AI peaked in 2022 with the release of OpenAI's ChatGPT and Dall-E 2. These tools and their offspring, like Google's Bard, enable the regular production of high-caliber AI-generated content. The foundation for each product is a language machine-learning model refined on enormous training data. To fine-tune and train the generative AI model for your specific use case, you must hire a generative AI consulting company. Now, users are using AI models to complete various content creation tasks involving text, image, video, audio, and synthetic data. However, the technology's potential benefits come at a cost. Let’s understand the challenges associated with Generative AI.

Challenges of Generative AI

Technical Debt
If enterprises cannot create meaningful change by deploying generative AI, it may become technical debt attached to old systems. When an organization uses AI models for customer service, it can claim optimization success because human agents will handle fewer cases. To justify the significant investment in AI, a corporation must be prepared to make substantial changes, such as reducing the number of agents in front-line support functions. Strategic resource management is required to avoid technical debt.

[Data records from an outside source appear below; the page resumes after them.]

PR #343, opened 2025-08-04
Feat/hw scales

ericyanush:
A WIP implementation of the Hardware Scales mod. 

## Overview

What's included:

-  [x] Integration of two HX711 modules with shared clock line (tested on GM Pro v1)
  -  [x] Taring of scales
  - [x] Calibrating individual load cells
  - [x] Basic reading averaging
  - [ ] HX711 power down   
- [x] Integration of Hardware scale into display firmware
  - [x] HardwareScalePlugin added
  - [ ] Combine with BLEScalePlugin / adjust BLEScalePlugin
  - [x] Hardware scale calibration factors settings
  - [ ] WebUI for performing scale calibration
  - [ ] Add tare button to WebUI dashboard?
  - [ ] Add live weight display to brewing "start" screen?
  - [ ] Add tare button to brewing "start" screen?  

## Open questions / Feedback needed

Some notes, and places I'd like some feedback:

1. Feedback on changes to the WebUI would be especially appreciated; my experience with React is quite low 🙈
2. I added the display of the current weight to the status and chart views on the webui home page, mostly out of convenience for testing as the currently weight doesn't show anywhere else.
3. I have the new code for LED / ToF commented out of the controller startup, as their use of the 5-pin port interferes with the HX711's. The HX711 uses a two wire serial (SPI like) signalling protocol, which isn't compatible with the I2C that is being used on other expansion boards.
4. I'm currently piggybacking on the BLE volumetric measurement source. A third source could be added rather easily, but  for the sake of proving out the rest of implementation, I took the easy path forward. 
5. I currently have the BLEScalePlugin disabled in (commented out the register plugin call) in the display firmware. Right now the BLEScalePlugin makes the assumption that it is the only source of enabling and disabling volumetric overrides, and updates the status of the override in its runloop. I see two possible paths forward here:
  a. Combine the BLEScalePlugin and the HardwareScalePlugin into a single plugin that allows for only one type of scale to be active at a time.
  b. Change the type of the volumetric override from a bool to an enum that indicates what the source of the override is, then in the setVolumetricOverride method, check to  see if the source of the change request matches the currently configured one, something like:
```C++
enum VolumetricOverrideSource {
    NONE,
    BLUETOOTH,
    HARDWARE_SCALE,
};

void setVolumetricOverride(bool override, VolumetricOverrideSource source) {
    if (_override == source || _override == NONE) {
       _override = override ? source : NONE;
    }
}

```

## Testing

I've completed all my testing on a GCP E24 with GM Pro v1.

### Test setup:
- Hardware scale mod, using mostly standard parts found in the printables project (I had to narrow up the low profile drip tray adapter to fit the LP drip tray I purchased from Aliexpress).
- Hardware scales with two discrete "green" HX711 boards.
  - HX711 boards modified with a 4.7K/10K voltage divider on the DT lines to ensure that we don't expose the ESP32 on the controller board to more than ~3.4V. Alternatively a bi-directional MOSFET type level shifter could be used, but without easy access to a 3.3V source, the voltage divider is simpler to implement.

### Test notes:
- The predictive scale feature is rather aggressive in my testing, and I've had to lower its time interval to 200ms to not dramatically undershoot the target weights.

### DIFF
--- a/lib/GaggiMateController/src/ControllerConfig.h
+++ b/lib/GaggiMateController/src/ControllerConfig.h
@@ -8,6 +8,7 @@ struct Capabilities {
     bool ssrPump;
     bool ledControls;
     bool tof;
+    bool hwScale;
 };
 
 struct ControllerConfig {
--- a/lib/GaggiMateController/src/GaggiMateController.cpp
+++ b/lib/GaggiMateController/src/GaggiMateController.cpp
@@ -37,16 +37,33 @@ void GaggiMateController::setup() {
     this->brewBtn = new DigitalInput(_config.brewButtonPin, [this](const bool state) { _ble.sendBrewBtnState(state); });
     this->steamBtn = new DigitalInput(_config.steamButtonPin, [this](const bool state) { _ble.sendSteamBtnState(state); });
 
-    // 5-Pin peripheral port
-    Wire.begin(_config.scaleSdaPin, _config.scaleSclPin, 400000);
-    this->ledController = new LedController(&Wire);
-    this->distanceSensor = new DistanceSensor(&Wire, [this](int distance) { _ble.sendTofMeasurement(distance); });
-    if (this->ledController->isAvailable()) {
-        _config.capabilites.ledControls = true;
-        _config.capabilites.tof = true;
-        _ble.registerLedControlCallback(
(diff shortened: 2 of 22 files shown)


Shin-nn:
Hi, are there any future plans for this? I would love this feature and i guess i could find some time to work on it, if there is any chance it will be merged.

Compatibility with Legacy Applications
Generative AI integration with legacy setups creates new challenges for businesses. IT leaders must choose between replacing outdated systems and integrating newer ones. For instance, Pablo Alejo, a partner at consultancy West Monroe, stated that financial institutions thinking about using a language model to detect fraud will likely discover that the new technology conflicts with how its present systems function. Older systems "have a precise way of doing that, and now you've got generative AI leveraging different types of thinking. Organizations must find new ways to create integrations or adopt new capabilities with new technologies that enable them to reach the same outputs or outcomes faster and more effectively.

AI Hallucinations
AI models reduce the expense of creating content. This benefits companies, but it also benefits threat actors, who can more readily alter current content to produce deep fakes. Digitally modified media can hyperpersonalize and closely resemble the original. This includes everything from voice and video impersonation to fake art and targeted attacks. Threat actors can abuse generative AI systems, but the models themselves have the potential to mislead users: artificial intelligence hallucinations can fabricate "facts" and spread false information.

Algorithmic Bias
Emerging technologies can run into intellectual property issues, opening companies to lawsuits. Generative AI models have introduced the risk of seeking training data at a massive scale without considering the creator's approval, which could lead to copyright issues. Another significant legal risk is algorithmic bias. When generative AI models are trained on inaccurate, missing, or non-representative data, the entire system becomes biased. This unchecked bias can seep into the systems and influence decision-makers who rely on the findings, potentially leading to prejudiced outcomes.

Also read Generative AI in Customer Experience

Conclusion

Newer technologies always attract forward-thinking business owners. Generative AI is a promising technology and can not be overlooked. Businesses need the right strategy to integrate Gen AI effectively. An experienced Generative AI consulting company can also help establish a center of excellence for modern businesses. They can help by ensuring the successful spread, setup, and scalability of Gen AI solutions across a whole business and uplift your business to stay ahead in the competitive business environment.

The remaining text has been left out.